Group 16: the chalcogens

Oxygen (Z=8), the third most abundant in the universe (after H and He) and most abundant element in the Earth's crust by weight, is vital as O2 to support cell respiration. We breathe air that is 21% O2 by volume. Over half our body mass is oxygen (49/80 kg). Ground state O2 is a triplet (3O2) and relatively unreactive, even though a strong oxidant. Excited state singlet oxygen (1O2) in contrast is highly damaging and can kill cells (the basis of photodynamic therapy). The oxidation states of oxygen in the body range from 0 (O2) to −2 (H2O).

Oxygen homeostasis is crucial for survival of all vertebrates. Our bodies have evolved to ensure optimal oxygenation of all our cells, starting with entry through our lungs and then circulation and delivery of oxygen within the body [400]. Oxygen is a critical electron acceptor in redox reactions that lead to the production of ATP, the direct source of energy needed for cell function [401]. Oxygen is also an important substrate for manufacture or decomposition of many cellular components, including signalling mediators [401]. Hypoxia (lack of oxygen) is an important factor in development of severe pathologies including myocardial and cerebral ischaemia and cancer [400]. Hyperoxia (excess supply of O2 in tissues and organs) can also have detrimental consequences such as production of high concentrations of reactive oxygen species (ROS: 1O2, O2−, H2O2, OH.), disrupting the balance of oxidant and antioxidants and causing damage to cells and tissues [402].

Understanding the role of ROS species for signalling in the body is an important area of research [403]. Apart from its role as a destructive oxidant to ward off pathogens, H2O2 fulfils the role of ‘secondary messenger’: its enzymatic production and degradation as well as requirement for the oxidation of thiols give rise to the conditions appropriate for signalling [403]. The hypoxia-inducible factor (HIF) is a transcription factor that reacts to pathophysiologically low levels of oxygen via upregulation, setting off biological responses to hypoxia [404]. The HIF prolyl hydroxylase domain (PHD) enzymes selectively hydroxylate proline residues of HIF. The dependence of HIF protein levels on the concentration of O2 present, mediated by the PHD enzymes, forms the basis for one of the most significant biological sensor systems of tissue oxygenation in response to ischemic and inflammatory events [404]. As a result, pharmacological inhibition of these enzymes, resulting in stabilization of HIF, has therapeutic potential for treating conditions of tissue stress and injury [404].

Sulfur (Z=16) is an essential element, involved in numerous biochemical processes in oxidation states ranging from −2 (sulfide) to +6 (sulfate).
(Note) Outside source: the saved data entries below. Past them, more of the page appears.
PR #2496, opened 2025-04-12
Expose the config network error.

Iemand005:
I was getting an error "Can't find 'adapter_config.json' at 'unsloth/mistral-7b-instruct-v0.3-bnb-4bit'" but I had no clue why I was getting this error or what the problem was.

This error message is not useful as end users don't know where it's trying to find adapter_config.json, I thought it was trying to find it locally but it turned out it's a web request that's failing which makes way more sense.

I added the error message that was caught to the thrown error message so that the user of the library can actually see what the network error was and which url it failed to fetch. I don't know the convention you follow for error messages, feel free to change it but please include the HTTP error code and the URL that was attempted in the thrown errors.

### DIFF
--- a/src/peft/config.py
+++ b/src/peft/config.py
@@ -201,7 +201,7 @@ class PeftConfigMixin(PushToHubMixin):
                     pretrained_model_name_or_path, CONFIG_NAME, subfolder=subfolder, **hf_hub_download_kwargs
                 )
             except Exception as exc:
-                raise ValueError(f"Can't find '{CONFIG_NAME}' at '{pretrained_model_name_or_path}'") from exc
+                raise ValueError(f"Can't find '{CONFIG_NAME}' at '{pretrained_model_name_or_path}' ({exc.args[0]})") from exc
 
         loaded_attributes = cls.from_json_file(config_file)
         kwargs = {**class_kwargs, **loaded_attributes}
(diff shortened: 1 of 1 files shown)


src/peft/config.py
```diff
@@ -201,7 +201,7 @@ def from_pretrained(cls, pretrained_model_name_or_path: str, subfolder: Optional
                     pretrained_model_name_or_path, CONFIG_NAME, subfolder=subfolder, **hf_hub_download_kwargs
                 )
             except Exception as exc:
-                raise ValueError(f"Can't find '{CONFIG_NAME}' at '{pretrained_model_name_or_path}'") from exc
+                raise ValueError(f"Can't find '{CONFIG_NAME}' at '{pretrained_model_name_or_path}' ({exc.args[0]})") from exc
```
BenjaminBossan, line 204:
```suggestion
                raise ValueError(f"Can't find '{CONFIG_NAME}' at '{pretrained_model_name_or_path}'") from exc
```

src/peft/config.py
```diff
@@ -264,8 +264,8 @@ def _get_peft_type(
                     CONFIG_NAME,
                     **hf_hub_download_kwargs,
                 )
-            except Exception:
-                raise ValueError(f"Can't find '{CONFIG_NAME}' at '{model_id}'")
+            except Exception as exc:
+                raise ValueError(f"Can't find '{CONFIG_NAME}' at '{model_id}' ({exc.args[0]})") from exc
```
BenjaminBossan, line 268:
```suggestion
                raise ValueError(f"Can't find '{CONFIG_NAME}' at '{model_id}'") from exc
```

BenjaminBossan (changes requested):
Thanks for the PR, it's a good idea to re-raise from the original error. Since re-raising will show the error message from the first exception, there is no need to include it in the PEFT error message too. Otherwise, the PR LGTM.

BenjaminBossan:
@Iemand005 Did you have time to look at my reply yet?

BenjaminBossan:
@Iemand005 Do you still plan to work on this? If not, I'll probably open a new PR including your code and my suggestion sometime next week.

Issue #2477, opened 2025-04-02
Bug with 'PromptEncoderConfig' in Newer Versions of PEFT


nikiduki:
### System Info

peft==0.15.1
transformers==4.50.2

### Who can help?

@benjaminbossan @sayakpaul

When creating a `PromptEncoderConfig` with `task_type="SEQ_CLS"` on newer versions of **peft (>=0.15.0)**, the `get_peft_model` method fails with the error:
`AttributeError: 'PromptEncoderConfig' object has no attribute 'modules_to_save'`

When running the code on version **0.14.0**, no errors occur.

### Information

- [x] The official example scripts
- [x] My own modified scripts

### Tasks

- [ ] An officially supported task in the `examples` folder
- [x] My own task or dataset (give details below)

### Reproduction

```python
from peft import PromptEncoderConfig, get_peft_model
from transformers import AutoModelForSequenceClassification, AutoTokenizer

model_name = "google-bert/bert-base-uncased"
tokenizer = AutoTokenizer.from_pretrained(model_name)
base_model = AutoModelForSequenceClassification.from_pretrained(model_name)

ptuning_config = PromptEncoderConfig(task_type="SEQ_CLS", num_virtual_tokens=20)

model = get_peft_model(base_model, ptuning_config)
```

### Expected behavior

When running the code on **peft >=0.15.0**, the `get_peft_model` method fails with the following error:
`AttributeError: 'PromptEncoderConfig' object has no attribute 'modules_to_save'`

In contrast, running the code on **peft 0.14.0** does not produce any errors.

BenjaminBossan:
Thanks for the report, this is indeed a regression.

@githubnemo Before the change, we have used `model.modules_to_save`, now `peft_config.modules_to_save`. Should we go back to that?

githubnemo:
We released v0.15.2 from a patch branch as a quickfix for this. #2481 is still open but should be ready soon as well :)

PR #2497, opened 2025-04-14
Breakout fix of #2481 for #2477, patch release prep

githubnemo:
This change represents the fixing part without tests and their complications to be merged as fix for #2477 and to be released as patch 0.15.2.

### DIFF
--- a/setup.py
+++ b/setup.py
@@ -15,7 +15,7 @@
 from setuptools import find_packages, setup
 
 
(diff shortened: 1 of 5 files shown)


BenjaminBossan:
Could you please merge with/rebase on the latest main with the hf hub offline context, so that we have a chance for the tests to pass?

PR #2498, opened 2025-04-15
ENH: Orthogonal LoRA layer initialization (2)

BenjaminBossan:
Continuation of, and supersedes #2389

Check discussion there for further info.


BenjaminBossan:
I compared the results with orthogonal init vs normal and Gaussian LoRA init, with all other parameters kept equal, using the MetaMathQA method comparison suite. Test accuracy on GSMK8K is 47.8% for default, 49.3% for Gaussian, and 48.9% for orthogonal. As expected, memory usage and runtime are practically identical.

I also plotted the train loss:

image

There seems to be a slight advantage for orthogonal initialization there is well, though for the first half of the run, it lags behind the other methods.

BenjaminBossan:
ping @githubnemo

githubnemo (approved):
LGTM, thanks for finishing this!

Do you think it would be worthwhile to directly add an experiment to the method comparison suite?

It is the seventh most abundant element in the body (ca 160 g).

Sulfur compounds act as both electron donors and electron acceptors in metabolic reactions. Methionine (Met), the thioether amino acid, manages major metabolic and catalytic activities, initiates protein synthesis and undergoes reversible redox reactions to protect protein integrity [405]. The abundant intracellular thiol tripeptide glutathione (GSH) is a defensive biomolecule against toxic xenobiotics such as drugs, pollutants and carcinogens [406]. As an antioxidant, GSH participates in protection of the cell from oxidative stress either directly or as a cofactor of glutathione peroxidases [406]. Thioredoxins, with a dithiol-disulfide active site, are a class of redox proteins that participate in redox signalling in the body and are coded by the TXN gene [407]. Cysteine (Cys) is biosynthesized in humans and participates in enzymatic reactions as a nucleophile. Keratin's disulfide bonds are mostly responsible for the strength of this protein that is present in our skin, hair and nails.

Hydrogen sulfide (H2S), a highly toxic gas, is a mammalian messenger molecule. It is largely formed from Cys or its derivatives by the enzymes cystathionine β-synthase and cystathionine γ-lyase (CSE) [408]. One mechanism of H2S signalling is the sulfhydration (persulfide RSSH formation) of reactive Cys residues in target proteins [408]. This sulfhydration is responsible for the regulation of inflammation and endoplasmic reticulum stress signalling as well as of vascular tension [409]. A number of additional pharmacological targets for H2S have been identified including K(ATP), the ATP-sensitive potassium channel, and transient receptor potential channels, NF-κB nuclear translocation, extracellular signal-regulated kinase and Akt (protein kinase B) [410]. Atherosclerosis is a chronic disease that is considered to be the leading cause of cardiovascular morbidity and mortality [411]. Endogenous H2S production could be beneficial for prevention and treatment of atherosclerosis [412,413], since decreased levels of endogenous H2S induced by genetic deletion of CSE quickens the disease [412]. Sulfide is ubiquitous in the iron sulfur redox proteins ferredoxins. The Fe/S clusters are assembled on a scaffold protein in mitochondria, transported out and then incorporated into ferredoxins.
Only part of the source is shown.